Ein Lob für das Visual-Studio-Debugger-Team

Vor einiger Zeit hatte ich eine Beta von Visual Studio 2012 ausprobiert und versucht, damit unsere C++-basierten Applikationen zu debuggen. Mit VS2005 bis VS2010 hatte das jahrelang prima geklappt. Mit VS2012 hingegen ging es hochkannt schief: Der Versuch, die Applikation zu starten, führte zu einem Total-Crash von VS2012 selbst, noch bevor die erste Zeile unseres Programm-Codes überhaupt zur Ausführung kam. Mehr oder weniger das selbe Phänomen bei einem Attach to process: Unser EXE war toxisch, bei der ersten Berührung damit fiel VS2012 tot um.

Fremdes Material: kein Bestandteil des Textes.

PR #4673, opened 2026-08-18
fix(coding-agent): interrupt active work on Ctrl+C

Yeachan-Heo:
## What

Fix active-task terminal interruption for #4671. The global input listener now shares the pending-steer prelude with Escape and app.clear, preserves focused overlay/dialog precedence, and uses clear-specific retry cancellation without retryNow.

## Why

Fixes #4671. On `gjc/0.14.0` under WSL, the report reproduced in Zed and the default terminal: `Esc` and `Ctrl+C` failed to interrupt an active task inspecting `history.md` and `D:\agent_project\PNU\apps`.

## Testing

- `bun --cwd=packages/coding-agent run check` — passed.
- `bun test packages/coding-agent/test/input-controller-escape.test.ts packages/tui/test/keys.test.ts packages/tui/test/stdin-buffer.test.ts scripts/verify-pr-verdict.test.ts` — 247 passed, 0 failed.
- Added listener-to-editor coverage for idle first-clear/double-press exit, remapped and multiple clear bindings, loading/process/mode/maintenance/retry paths, BTW precedence, and first/second queued-steer Ctrl+C.
- Changed paths are limited to `packages/coding-agent/src/modes/controllers/input-controller.ts` and `packages/coding-agent/test/input-controller-escape.test.ts`.
- `packages/natives/native/index.d.ts` is excluded; unrelated generated drift was restored.
- Live WSL terminal capture is unavailable in this Linux runner; no live WSL claim is made.

## Exact-head receipt

- Repository: `Yeachan-Heo/gajae-code`
- Target: `dev`
- Exact base: `2bd7b4a48cd4eb196388744bf0f17f466bd4afa5`
- Exact head: `c9c7bfae6cfb8288c1bf9b2df20d05b64e116362`
- Exact base-to-head diff digest: `sha256:24cea4101eabe4c891511a1b32d99c17b74d0593c455785372f22203b474d399`
- Native key tables are unchanged; existing `matchesKey` normalization covers Escape and Ctrl+C.

## GJC verdict

```text
gajae.pr-review-verdict.v1 needs-human sha256:24cea4101eabe4c891511a1b32d99c17b74d0593c455785372f22203b474d399 reviewer:human reviewer-id:probepark evidence:bun test packages/coding-agent/test/input-controller-escape.test.ts packages/tui/test/keys.test.ts packages/tui/test/stdin-buffer.test.ts scripts/verify-pr-verdict.test.ts
```

[...]

PR #4732, opened 2026-08-19
fix(sdk): diagnose retained broker publication refusal

yazzang-homelab:
## What

When retained broker publication authority is withheld, name the object responsible instead of letting one opaque native failure escape.

`requireRetainedBrokerPublication` now wraps the native call. On refusal it re-inspects, in the native's own order, the four objects `RetainedPublication::open` opens no-follow (`sdk`, `sdk/broker.lock`, `sdk/broker.lock/owner.json`, `sdk/broker.json`) plus the native's last precondition (the published record must carry a fixed-width 13-digit `heartbeatAt`), and appends the agent directory and the first obstruction to the message, keeping the original as `cause`. When every precondition holds the native message is rethrown verbatim, so a condition is never invented.

The only native change is POSIX non-blocking acquisition for retained publication objects; there is no new state, config, or policy. The refusal stays fatal and `publishBrokerDiscovery` still rolls back its just-published record.

## Why

`RetainedPublication::open` returns `Option::None` for every refusal, so napi surfaces one message — `Retained broker publication authority is unavailable.` with `code: "GenericFailure"` — for a missing lock record, a redirected `sdk` entry, a wrong file kind, an unreadable object, or a malformed heartbeat field alike. A broker start that hits any of them dies uncaught with nothing to act on:

```
Error: Retained broker publication authority is unavailable.
    at retainBrokerPublication (unknown)
    at publishBrokerDiscovery (.../src/sdk/broker/discovery.ts:197:44)
    at async start (.../src/sdk/broker/broker.ts:1013:30)
    at async run (.../src/commands/sdk.ts:947:17)
{"code":"GenericFailure"}
```

Observed on one host as 11 uncaught broker-start exits in a day. The trigger there was a local wrapper script that symlinked an agent directory's `sdk` entry into a shared location — the no-follow open refuses that by design, and this PR preserves that refusal. What it changes is that the refusal was undiagnosable: the precondition could only be learned by reading the native source. Isolated reproduction, both cases in one process:

```
A real sdk dir     : PUBLISH OK (observe=owned)
B sdk is a symlink : THROW code=GenericFailure msg=Retained broker publication authority is unavailable.
```

Same spirit as naming the condition that rejects a resident-cache root.

## Testing

Rebased onto current `dev` `06b8761c652d8f6713836937ecfcb43ead686539`; all current-head local gates below were run against exact head `c996e62d404d705b67b6a50ddb857d8f49f8d440` where stated.

[...]

PR #4750, opened 2026-08-20
fix(coding-agent): recover input after a stale busy indicator survives its turn

### LINKED ISSUE #4741: bug(coding-agent): WSL TUI remains busy and ignores Esc/Ctrl+C after completed work
## Report

A user reported that `gjc` 0.14.1 running under WSL from Windows Terminal / PowerShell displays a completed result but remains in `working [esc]` or `Fetching … [esc]`. The composer stays busy and Esc, Ctrl+C, and Ctrl+X do not interrupt or recover it; Ctrl+Z is the only observed escape.

## Environment

- Windows host; Windows Terminal / PowerShell tab using WSL
- GJC v0.14.1
- Interactive TUI (`gjc`)

## Expected

- Completion clears the busy state and returns the composer to normal input.
- During active work, Esc / Ctrl+C interrupt reliably on WSL/basic terminals.

## Initial scope

Investigate the interactive terminal input/interrupt lifecycle and completion-to-idle transition on WSL. Establish a reproducible harness or targeted regression test before selecting the narrowest fix. Do not assume #4673 covers this report merely from its title; compare the shipped behavior and relevant terminal paths.

Related: #4668 (accepted work with no execution progression), but this report is specifically an interactive WSL TUI completion/interrupt failure.

Yeachan-Heo:
## What

Recover Esc/Ctrl+C/Ctrl+X input after a stale busy indicator survives its turn (#4741). The loading branch of `InputController.#handleCancellableWorkEscape` treated any mounted working loader as unconditionally cancellable work. When a completed turn left the loader mounted, every press ran a no-op abort, consumed the key, and reset the escape gestures — the composer stayed `working [esc]`/`Fetching … [esc]` and no key could recover it; Ctrl+Z suspend/resume was the only escape.

The branch now stops the stale indicator through the shared activity-indicator stop (`stopInteractiveActivityIndicator`) and lets the key fall through to idle semantics when there is no actually cancellable work (no pending optimistic submission, no queued steering/follow-up/compaction messages, not streaming, not compacting). Active work still aborts exactly as before.

## Why

Fixes #4741. Under WSL launched from Windows Terminal/PowerShell, v0.14.1 could display a completed result yet retain the busy indicator, and Esc, Ctrl+C, and Ctrl+X did not recover the composer. This is not covered by #4673/#4673's fix: that change routed active-work Ctrl+C through the global listener, but the same listener still consumed clear/interrupt keys behind a mounted loader with nothing left to cancel.

## Testing

- `bun test packages/coding-agent/test/input-controller-escape.test.ts` — 64 passed, 0 failed. Four new #4741 regression tests (including the started-preflight submission guard addressing review feedback) (stale loader + Esc fall-through with idle draft gesture, stale loader + global Ctrl+C listener release, stale loader + empty-editor double-Esc gesture) were verified to fail on the unfixed source and pass with the fix.
- `bun test packages/coding-agent/test/interactive-*.test.ts packages/coding-agent/test/input-controller-*.test.ts` — 268 passed, 0 failed.
- `bun test packages/coding-agent/test/agent-session-*.test.ts` — 902 passed, 20 skipped, 0 failed.
- `bun test packages/tui/test/` — 1176 passed, 6 skipped, 0 failed.
- `bun --cwd=packages/coding-agent run check` — biome + tsc clean.
- `bun scripts/verify-gjc-state-writers.ts --fail --root .` — 0 write sites outside the sanctioned writer.
- - Live WSL terminal capture is unavailable in this Linux runner; no live WSL claim is made. Recovery is pinned at the input-contract level instead.

## Exact-head receipt

- Repository: `Yeachan-Heo/gajae-code`
- Target: `dev`
- Exact base: `ea46488ca54cef243b2bbbf4ebbf59cf4da51d01`
- Exact head: `023ccbb761c53838aed0b31cf517ba248445e5df`
- Exact base-to-head diff digest: `sha256:dc3ee1b1011dfb2b61e19d12932e0978e1a8ba872487481d091cfee971b24738`
- Changed paths: `packages/coding-agent/src/modes/controllers/input-controller.ts`, `packages/coding-agent/src/modes/interactive-mode.ts`, `packages/coding-agent/src/modes/types.ts`, `packages/coding-agent/src/session/agent-session.ts`, `packages/coding-agent/test/input-controller-escape.test.ts`, `packages/coding-agent/test/agent-session-concurrent.test.ts`, `packages/coding-agent/test/g004-ws3-redteam.test.ts`, `packages/coding-agent/CHANGELOG.md`.

### Fix-forward at this head — probepark's major resolved

`dad1e426` was reviewed `merge-blocked`: the recovery guard read the aggregate `session.queuedMessageCount`, which also counts hidden `#pendingNextTurnMessages` that `restoreQueuedMessagesToEditor()`/`clearQueue()` never return. A `todo_write` failure reminder queued with `deliverAs: "nextTurn"` and no `triggerTurn` survives turn completion by design, so behind a stale loader the aggregate stayed permanently nonzero and every Esc/Ctrl+C performed a no-op abort and consumed the key — the same lockout, while idle.

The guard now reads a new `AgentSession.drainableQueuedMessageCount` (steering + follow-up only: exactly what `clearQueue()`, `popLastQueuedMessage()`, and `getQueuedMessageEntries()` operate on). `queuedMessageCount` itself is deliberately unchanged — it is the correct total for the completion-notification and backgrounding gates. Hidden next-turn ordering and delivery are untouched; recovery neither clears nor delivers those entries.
PR #4751, opened 2026-08-20
feat(coordinator): pin an explicit model on start_session and delegate creates (#4707)

### LINKED ISSUE #4707: feat: Coordinator start_session should pin gjc --model (all Cursor ids, not just mpreset)
# Feature request: pin `gjc --model` on Coordinator `start_session`

**Audience:** GJC / gajae-code maintainers  
**Status:** Feature request. No implementation claimed.

## Problem

`gjc --model <provider/model>` works for Cursor models from the CLI. Coordinator `start_session` does not accept that pin. It only has optional `mpreset`.

An external orchestrator (Hermes) starts GJC through the reserved Coordinator start path. Writing a model name into the prompt is not model selection. The session starts on the default local resolution. The agent cannot prove it is on the requested model.

This is not specific to Fable. Every Cursor id we can list (`cursor/claude-fable-5-xhigh`, `cursor/composer-2.5`, `cursor/default`, and the rest of `gjc --list-models cursor`) can be invoked with CLI `--model` and cannot be pinned through Coordinator start.

## Evidence (this machine, 2026-08-19)

CLI, same Cursor OAuth credential `cursor:stored:10` (not disabled):

- `gjc -p --no-session --no-tools --model cursor/claude-fable-5-xhigh` → `PING`
- `gjc -p --no-session --no-tools --model cursor/composer-2.5` → `PING`
- `gjc -p --no-session --no-tools --model cursor/default` → `PING`
- `gjc -p --model cursor:fable5-xhigh` → `Model not found` (wrong id; listing name is `cursor/claude-fable-5-xhigh`)

Coordinator:

- `gjc_coordinator_start_session` schema has `cwd`, `prompt`, `mpreset`, `idempotency_key`, `allow_mutation`. No `model`.
- A reserved start whose prompt asked for `cursor:fable5-xhigh` returned `MODEL_UNAVAILABLE` and did not review. The runtime never selected a Cursor model.

`gjc accounts check cursor` is `unknown` / “no usage probe configured”. That did not block CLI `--model`. It is not the start-path gap.

## Non-goals

- Hermes-specific callbacks or prompt conventions.
- Treating prompt text as a model selector.
- TTY/tmux injection.
- Changing reservation, idempotency, or worktree rules.
- Requiring a usage probe before Cursor models work.

## Proposed interface

Add an optional `model` on `start_session` (and the same field on other coordinator create paths if they already accept `mpreset`) with the same grammar as `gjc --model`:

- `cursor/claude-fable-5-xhigh`
- `cursor/composer-2.5`
- `cursor/default`
- any other id from `gjc --list-models`

Unknown ids fail closed with the same “not found / use --list-models” error as the CLI. `mpreset` and `model` together should have one documented winner, not silent override.

Optional: `thinking` if the selected model supports it. Not required for this issue if `model` already encodes the Cursor variant (`-xhigh`, `-high`, …).

## Acceptance

- CLI `--model cursor/<any listed cursor model>` and Coordinator `model: cursor/<same>` start equivalent provider/model resolution.
- Omitting `model` keeps today’s default resolution.
- Unknown `model` is rejected; session is not created on a different model.
- Prompt text mentioning a model does not select one.
- Cursor credential without an email label still works, matching CLI.

Yeachan-Heo:
## What

Coordinator `gjc_coordinator_start_session`, `gjc_delegate_plan`, and `gjc_delegate_execute` now accept an optional `model` argument that pins an explicit `provider/model` for the started session, with the same grammar as `gjc --model` (#4707).

- **Resolution is CLI parity.** `packages/coding-agent/src/coordinator-mcp/model-pin.ts` reuses `resolveCliModel` (the staged selector resolver behind CLI `--model`) over an offline-refreshed registry — `getAll()`, not the authenticated-only `getAvailable()`, so `cursor/claude-fable-5-xhigh`, `cursor/composer-2.5`, and `cursor/default` resolve exactly as they do from the CLI on a host whose local usage probe is `unknown`.
- **Fail closed before any mutation.** Unknown ids return the CLI's `Model "..." not found. Use --list-models` error before any broker mutation or idempotency record — no session is ever created on a different model.
- **Lifecycle threading.** The resolved pin travels the existing create path as `modelId`: coordinator → broker `session.create` input → `SessionLifecycleLaunchRequest.modelId` (shape-guarded in both `readSessionLifecycleLaunchRequest` and `launchInput`) → child env → session host.
- **Host application.** `createLifecycleAgentSession` maps `modelId` to `CreateAgentSessionOptions.modelPattern`, so the pin resolves through the same staged selector resolver as CLI `--model` after extension providers register; `lifecycleArgs` maps it to `parsed.model`.
- **Precedence is documented and real.** When both `mpreset` and `model` are given, both are threaded; the child applies the profile first and the explicit model wins — exactly `gjc --mpreset <p> --model <m>`. Omitting `model` keeps today's default resolution.
- **Delegate upgrade.** The delegate tools' previous prompt-metadata `model` hint is upgraded to this real pin (the prompt line now echoes the *resolved* selector), and reusing a delegate session with a conflicting pin fails with `model_conflict`, mirroring the existing `mpreset_conflict`.
- **Observability.** The pin is persisted on the coordinator session record and surfaced through `publicCoordinatorSession`, so status answers "which model is this session on".

## Fix-forward at head `180412586` (branch rebuilt on current dev `45032be6`)

The two coordinator commits from the reviewed head `0625f306` are transplanted **byte-identical** onto current `dev` (`45032be6d0`); every PR-touched file diffs empty against `0625f306`. The only new commit is a dev-side shard-1 regression fix the transplant exposed:

- **Why shard-1 was red at `0625f306`.** `test:@gajae-code/coding-agent:shard-1-of-8` failed on `provider-safety-stop-hint.e2e.test.ts:142`. Reproduced on **plain dev** (`4d2c4dadb2`, zero PR changes) and on the old PR base (`4d39d583`): #4618's anti-forgery strip in `managedAssistantShell` also deletes the provider-side `provider_safety_stop` kind, so with a managed fallback chain the #4650 e2e contract fails. Dev's own shard-8 run failed the identical file (`exit=1`). The PR's added test files shift the mod-8 shard partition and moved this file into shard 1 — pre-existing dev breakage, PR-blocking.
- **The fix (`180412586`).** `managedAssistantShell` preserves exactly `provider_safety_stop` (provider-minted, not local diagnostic authority) and only alongside a string `errorMessage`. `local_buffer_overflow`, `local_snapshot_failure`, and unknown kinds stay stripped, so the #4618 boundary is unchanged for the kinds it protects. Not a behavior change of this PR's model validation; it restores the pre-#4618 observable contract.

## Why

An external orchestrator (Hermes) starts GJC through the reserved Coordinator start path; `mpreset` selects only a model *profile* and writing a model name into the prompt is not model selection, so the orchestrator could never prove a reserved session was on the requested model. Fixes #4707.

## Testing

- `bun test packages/coding-agent/test/coordinator-mcp-model-pin.test.ts` — resolver unit tests (absent→no pin, all three issue Cursor ids, CLI-parity not-found error, empty registry, full-registry resolution, per-validation refresh).
- `bun test packages/coding-agent/test/coordinator-mcp-server.test.ts` + `sdk-broker.test.ts` + `sdk-lifecycle-model-pin.test.ts` — 182 pass on the rebuilt head: pin threaded into `session.create` as `modelId` + persisted; `mpreset`+`model` both kept with model winning in the child; unknown id rejected with **zero** lifecycle controls; delegate pin threaded; child-drift fails construction before readiness with the pin named and disposal.
- `bun test packages/coding-agent/test/sdk-broker-lifecycle-e2e.test.ts ./packages/coding-agent/test/coordinator-mcp-model-preset.test.ts` — 169 pass with the above on the rebuilt head. (`coordinator-mcp-actual-runtime-readiness.test.ts` is currently red/flaky on plain dev CI shard-4 independent of this PR; not in this PR's affected plan.)
- Full shard reproduction: `bun scripts/run-bun-test-files.ts --root=packages/coding-agent --shard=1/8 …` — the #4650 e2e fails before `180412586` and passes after; whole shard green except one environmental local SIGKILL that passes via the identical CI harness solo.
- Fix-forward regression coverage: `provider-safety-stop-hint.e2e.test.ts` (3 pass), `provider-safety-stop-hint.test.ts`, `tools/subagent.test.ts` #4618 forged-kind suites (83 pass), `packages/agent/test/agent-loop.test.ts` (38 pass), full `packages/agent` suite 810 pass.
- `bun --cwd=packages/coding-agent run check` and `bun --cwd=packages/agent run check` green on the rebuilt head; `generate-docs-index`, `check:schemas`, `check:plugins`, `check-visible-definitions`, `verify-g002-gates` green.
- Real-broker e2e on the lane host (at `0625f306`, unchanged by the transplant — files byte-identical): `gjc_coordinator_start_session` with `model: layofflabs/kimi-k2.5` → `ok: true`, `session.model` pinned, `read_status` reflected the pinned model, endpoint published.

## Risk classification

This adds a new field to a public Coordinator orchestration contract and changes model-selection precedence, so it takes the independent-reviewer path. The owner solo path is deliberately not used.

## GJC verdict

```text
gajae.pr-review-verdict.v1 merge-approved sha256:708ae2dec73dc68e746b2012f9abcd44123ac8f0ef2b443d095ee09c82944b0f reviewer:human reviewer-id:probepark evidence:exact-head-7f940a5a-authenticated-probepark-approval-duplicate-safety-stop-hunk-dropped-agent-loop-identical-to-dev-model-pin-contracts-unchanged
```

`probepark` filed an authenticated `APPROVED` review at the exact head `7f940a5ab7` (confirming the duplicate safety-stop hunk was dropped, `agent-loop.ts` is blob-identical to dev, and the model-pin contracts are unchanged), so the verdict above is `merge-approved` backed by that review — it supersedes the earlier `needs-human` line at this same digest.

Final branch shape (minimum #4707 diff, no unrelated content): two coordinator commits rebased onto current dev `a34cbd700b`, which already contains #4778's provider-safety-stop fix (merged 19:38Z). `git diff a34cbd700b 7f940a5ab7` is exactly the 12 #4707 files (638+/11−); every PR-touched file diffs empty against the reviewed `0625f306`; the duplicate `managedAssistantShell` hunk from `180412586` is dropped so #4778 owns that behavior with its stricter gate, per the `180412586` review. The earlier "Fix-forward at head 180412586" section is retained below for history; its agent-loop commit is no longer part of this branch.

---

- [x] Target branch is `dev`
- [x] `bun check` passes
- [x] Tested locally

Closes #4707.


probepark (changes requested):
Review at exact head `467bd595` — **merge blocked**. The pin works on the healthy path but is not yet a guarantee.

### the design is right

The `provider/model` selector is accepted only from the coordinator MCP tool argument, resolved **before** broker mutation, threaded as lifecycle `modelId`, mapped to `CreateAgentSessionOptions.modelPattern`, and persisted in the coordinator session JSON and public status.

Provenance is clean: it comes from `gjc_coordinator_start_session` / `gjc_delegate_*` arguments, and no project setting or `.env` can set or override a valid resolved pin. The registry config is agent-owned `models.yml`.

Effective precedence on the healthy path, which the body should probably state explicitly:

```
coordinator model pin  >  explicit mpreset  >  configured modelProfile.default  >  role/resume/default
```

Unknown models fail closed in the coordinator with the requested selector echoed back. That is the correct answer to "fail closed or fall back" — on that path.

### major — registry drift silently activates a different model

`sdk/lifecycle-session.ts:66`. The coordinator validates against a **permanently cached** registry; the child resolves `modelPattern` against its **current** registry.

When the child no longer has the prevalidated model, `createAgentSession` returns a session with `model` undefined plus a `modelFallbackMessage` — and lifecycle construction **discards that warning**. `runSessionHost` then applies `modelProfile.default` and/or `mpreset`, and because `session.model` is undefined the explicit-model reapply is skipped.

Net result: a project-scoped default profile chooses a different model, the broker publishes success, and the coordinator persists and returns the requested pin. The user is told they got the model they asked for and is billed for and served by another — which is exactly the failure a pin exists to prevent.

It also inverts the precedence you established: a project `modelProfile.default` effectively outranks the explicit pin whenever resolution fails in the child.

Make lifecycle model resolution strict before profile application and readiness, dispose or roll back the partial session, and return an error containing the exact pinned selector.

### minor — the registry is cached forever

`coordinator-mcp/model-pin.ts:24-33` refreshes only on first use. Models added later stay falsely unknown; models removed later stay falsely accepted and feed straight into the major above. Refresh per validation, or invalidate on config/cache change.

### coverage

`coordinator-mcp-model-pin.test.ts` covers absent values, listed Cursor selectors, coordinator-side unknown and empty-registry rejection, and `getAll()` usage — but not drift. `coordinator-mcp-server.test.ts` proves request threading, persistence, unknown rejection before mocked lifecycle controls, and delegate threading, but its broker mock always succeeds and never checks the child's effective model. `sdk-broker.test.ts` only checks launch-request shape and `lifecycleArgs` mapping.

So **nothing exercises `createLifecycleAgentSession` plus startup profile application** — the seam where the major lives.

The regression that would close it: resolve a selector in the coordinator registry, make the child registry omit it while a different project profile or `mpreset` is available, then assert lifecycle creation fails before readiness and persistence, no alternate model activates, and the error names the requested selector. Plus a healthy-path assertion that the child's `session.model` equals the pin after both default-profile and `mpreset` processing, and a loader test that adds/removes a model after first validation.

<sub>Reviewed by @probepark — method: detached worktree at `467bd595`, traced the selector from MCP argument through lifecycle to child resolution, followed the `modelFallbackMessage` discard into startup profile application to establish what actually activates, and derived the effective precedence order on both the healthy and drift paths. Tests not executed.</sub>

Als sich das auch mit der RTM-Version von VS2012 nicht geändert hatte, und weit und breit keine gute Idee zu sehen war, was der Grund sein könnte für das Problem, wurde ich langsam nervös und rang mich dazu durch, bei Microsoft Hilfe zu suchen, obwohl ich recht skeptisch war: Würde sich ein Weltkonzern wie Microsoft interessieren für ein Problem einer kleinen IT-Bude in der Schweiz?

Ich machte also ein Posting im Forum des Visual Studio Developer Center. Das Resultat war mittelprächtig: Ein Microsoft-Mitarbeiter, der da wohl so etwas wie „Dienst tut“, schaute sich die Sache an, war aber bald mit seinem Latein am Ende, und machte schliesslich den Vorschlag, ich solle direkt einen Bug-Report erstellen, auf connect.microsoft.com.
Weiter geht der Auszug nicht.